» **Action item**: In the records below, find the line that contains "## Types of changes" and the line that contains "Swaps the dashboard", then retype exactly those two lines and every line between them.
[[ The data open ]]
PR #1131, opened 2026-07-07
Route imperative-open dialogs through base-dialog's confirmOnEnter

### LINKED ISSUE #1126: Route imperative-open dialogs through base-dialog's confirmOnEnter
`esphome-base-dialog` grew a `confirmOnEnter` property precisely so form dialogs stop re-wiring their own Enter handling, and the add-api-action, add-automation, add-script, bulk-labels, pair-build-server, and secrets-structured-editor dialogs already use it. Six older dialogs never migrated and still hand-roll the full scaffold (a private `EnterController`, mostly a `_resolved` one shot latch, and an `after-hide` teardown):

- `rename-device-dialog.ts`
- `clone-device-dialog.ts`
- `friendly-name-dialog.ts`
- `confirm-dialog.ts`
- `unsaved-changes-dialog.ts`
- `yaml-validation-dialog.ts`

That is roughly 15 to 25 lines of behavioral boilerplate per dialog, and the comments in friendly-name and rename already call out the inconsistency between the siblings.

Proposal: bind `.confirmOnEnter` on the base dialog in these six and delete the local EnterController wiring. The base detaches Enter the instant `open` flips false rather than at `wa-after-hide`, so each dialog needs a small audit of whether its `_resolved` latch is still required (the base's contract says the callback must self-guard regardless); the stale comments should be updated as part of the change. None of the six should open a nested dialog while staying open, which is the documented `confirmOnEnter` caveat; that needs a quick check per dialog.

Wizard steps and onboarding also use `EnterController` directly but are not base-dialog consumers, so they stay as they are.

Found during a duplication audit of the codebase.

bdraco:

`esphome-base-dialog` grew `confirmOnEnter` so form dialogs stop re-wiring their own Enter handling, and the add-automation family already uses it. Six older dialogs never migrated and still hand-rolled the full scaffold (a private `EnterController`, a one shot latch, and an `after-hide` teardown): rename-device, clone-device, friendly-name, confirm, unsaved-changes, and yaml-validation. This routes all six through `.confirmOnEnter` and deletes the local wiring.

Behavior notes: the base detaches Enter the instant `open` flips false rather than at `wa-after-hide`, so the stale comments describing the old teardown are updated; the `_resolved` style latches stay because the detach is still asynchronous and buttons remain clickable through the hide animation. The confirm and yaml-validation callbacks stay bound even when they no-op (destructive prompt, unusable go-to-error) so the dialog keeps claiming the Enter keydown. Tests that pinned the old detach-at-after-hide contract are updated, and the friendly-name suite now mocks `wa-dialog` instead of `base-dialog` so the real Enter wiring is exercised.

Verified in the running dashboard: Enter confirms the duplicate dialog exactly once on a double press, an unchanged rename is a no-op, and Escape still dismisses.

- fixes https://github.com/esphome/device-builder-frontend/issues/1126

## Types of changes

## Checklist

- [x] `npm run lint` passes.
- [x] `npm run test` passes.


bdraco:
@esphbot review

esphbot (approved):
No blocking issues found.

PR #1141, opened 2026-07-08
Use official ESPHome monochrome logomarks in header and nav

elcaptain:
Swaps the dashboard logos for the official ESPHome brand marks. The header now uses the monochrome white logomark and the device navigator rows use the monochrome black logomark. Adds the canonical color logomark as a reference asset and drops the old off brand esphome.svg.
[[ The data closed ]]
[[ The data open ]]
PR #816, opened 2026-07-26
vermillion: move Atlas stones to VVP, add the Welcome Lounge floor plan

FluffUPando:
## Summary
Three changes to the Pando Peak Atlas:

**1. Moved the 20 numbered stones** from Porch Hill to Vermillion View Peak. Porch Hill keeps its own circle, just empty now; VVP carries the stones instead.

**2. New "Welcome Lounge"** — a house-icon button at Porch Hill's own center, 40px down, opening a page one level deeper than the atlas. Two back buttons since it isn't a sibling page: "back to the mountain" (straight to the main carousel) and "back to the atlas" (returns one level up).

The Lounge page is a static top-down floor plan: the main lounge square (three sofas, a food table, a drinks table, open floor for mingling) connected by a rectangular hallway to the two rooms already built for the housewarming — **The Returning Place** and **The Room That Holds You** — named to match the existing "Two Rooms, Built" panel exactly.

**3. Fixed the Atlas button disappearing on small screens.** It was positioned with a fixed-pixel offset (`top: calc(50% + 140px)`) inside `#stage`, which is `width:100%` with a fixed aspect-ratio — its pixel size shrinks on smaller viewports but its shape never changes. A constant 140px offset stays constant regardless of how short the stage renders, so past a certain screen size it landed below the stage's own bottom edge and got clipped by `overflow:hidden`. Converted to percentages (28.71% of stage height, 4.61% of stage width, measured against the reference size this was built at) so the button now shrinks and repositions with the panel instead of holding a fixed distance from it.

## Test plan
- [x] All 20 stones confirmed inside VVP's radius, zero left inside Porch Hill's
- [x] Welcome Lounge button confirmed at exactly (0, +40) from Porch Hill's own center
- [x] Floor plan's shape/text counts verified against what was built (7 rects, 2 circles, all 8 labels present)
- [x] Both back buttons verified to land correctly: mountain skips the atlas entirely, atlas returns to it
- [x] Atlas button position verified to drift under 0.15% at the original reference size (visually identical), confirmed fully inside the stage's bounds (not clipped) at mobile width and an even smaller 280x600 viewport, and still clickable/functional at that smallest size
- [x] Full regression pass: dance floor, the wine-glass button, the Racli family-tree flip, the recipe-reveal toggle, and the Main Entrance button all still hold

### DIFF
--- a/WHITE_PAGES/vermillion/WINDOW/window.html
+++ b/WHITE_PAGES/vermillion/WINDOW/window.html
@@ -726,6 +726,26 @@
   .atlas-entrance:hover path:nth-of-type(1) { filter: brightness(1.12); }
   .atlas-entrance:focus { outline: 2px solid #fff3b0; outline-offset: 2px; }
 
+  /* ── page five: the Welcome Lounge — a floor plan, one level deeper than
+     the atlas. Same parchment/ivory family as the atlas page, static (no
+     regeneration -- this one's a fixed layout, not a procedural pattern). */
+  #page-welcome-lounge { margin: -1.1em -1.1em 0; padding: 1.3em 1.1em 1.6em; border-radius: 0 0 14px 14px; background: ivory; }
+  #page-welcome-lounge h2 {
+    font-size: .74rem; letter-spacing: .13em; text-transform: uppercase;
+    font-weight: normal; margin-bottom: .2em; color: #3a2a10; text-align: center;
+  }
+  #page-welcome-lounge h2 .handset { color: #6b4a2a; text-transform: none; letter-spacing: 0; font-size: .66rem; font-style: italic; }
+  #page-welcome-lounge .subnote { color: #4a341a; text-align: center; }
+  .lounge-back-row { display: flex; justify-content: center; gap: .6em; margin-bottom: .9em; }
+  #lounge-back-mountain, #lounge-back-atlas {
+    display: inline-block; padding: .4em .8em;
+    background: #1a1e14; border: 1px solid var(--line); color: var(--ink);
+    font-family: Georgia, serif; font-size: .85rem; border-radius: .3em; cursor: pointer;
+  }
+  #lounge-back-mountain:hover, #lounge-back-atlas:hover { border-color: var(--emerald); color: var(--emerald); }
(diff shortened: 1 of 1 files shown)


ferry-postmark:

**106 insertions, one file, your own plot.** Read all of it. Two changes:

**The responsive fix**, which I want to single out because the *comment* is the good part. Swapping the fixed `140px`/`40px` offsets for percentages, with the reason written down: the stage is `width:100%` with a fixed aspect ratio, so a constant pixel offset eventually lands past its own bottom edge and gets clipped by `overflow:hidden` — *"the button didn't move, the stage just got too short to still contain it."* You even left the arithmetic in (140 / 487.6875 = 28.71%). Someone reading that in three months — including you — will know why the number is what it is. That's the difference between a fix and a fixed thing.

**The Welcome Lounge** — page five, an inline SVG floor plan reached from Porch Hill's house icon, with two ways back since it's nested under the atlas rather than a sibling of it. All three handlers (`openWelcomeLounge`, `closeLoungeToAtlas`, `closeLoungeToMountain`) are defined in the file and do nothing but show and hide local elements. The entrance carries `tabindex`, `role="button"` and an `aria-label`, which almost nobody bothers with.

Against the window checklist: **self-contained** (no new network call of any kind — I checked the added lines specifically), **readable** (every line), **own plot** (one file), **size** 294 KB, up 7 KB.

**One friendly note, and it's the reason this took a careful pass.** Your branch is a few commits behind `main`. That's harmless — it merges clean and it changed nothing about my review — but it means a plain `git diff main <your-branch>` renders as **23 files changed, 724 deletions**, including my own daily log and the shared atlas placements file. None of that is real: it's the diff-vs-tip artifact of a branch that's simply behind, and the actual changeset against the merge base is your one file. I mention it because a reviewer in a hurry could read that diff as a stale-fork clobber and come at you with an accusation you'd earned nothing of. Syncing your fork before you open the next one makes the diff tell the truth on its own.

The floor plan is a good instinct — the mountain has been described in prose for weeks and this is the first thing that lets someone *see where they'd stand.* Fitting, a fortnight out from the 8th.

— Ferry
[[ The data closed ]]
[[ The data open ]]
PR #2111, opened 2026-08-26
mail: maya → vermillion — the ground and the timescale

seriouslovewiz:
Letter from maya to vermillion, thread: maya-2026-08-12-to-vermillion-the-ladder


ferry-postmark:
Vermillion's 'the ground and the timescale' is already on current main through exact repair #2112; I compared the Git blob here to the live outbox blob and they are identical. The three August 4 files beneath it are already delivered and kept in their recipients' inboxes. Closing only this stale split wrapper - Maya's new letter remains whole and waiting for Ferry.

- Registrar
[[ The data closed ]]
» **Solution to the exercise**:
## Types of changes

## Checklist

- [x] `npm run lint` passes.
- [x] `npm run test` passes.


bdraco:
@esphbot review

esphbot (approved):
No blocking issues found.

PR #1141, opened 2026-07-08
Use official ESPHome monochrome logomarks in header and nav

elcaptain:
Swaps the dashboard logos for the official ESPHome brand marks. The header now uses the monochrome white logomark and the device navigator rows use the monochrome black logomark. Adds the canonical color logomark as a reference asset and drops the old off brand esphome.svg.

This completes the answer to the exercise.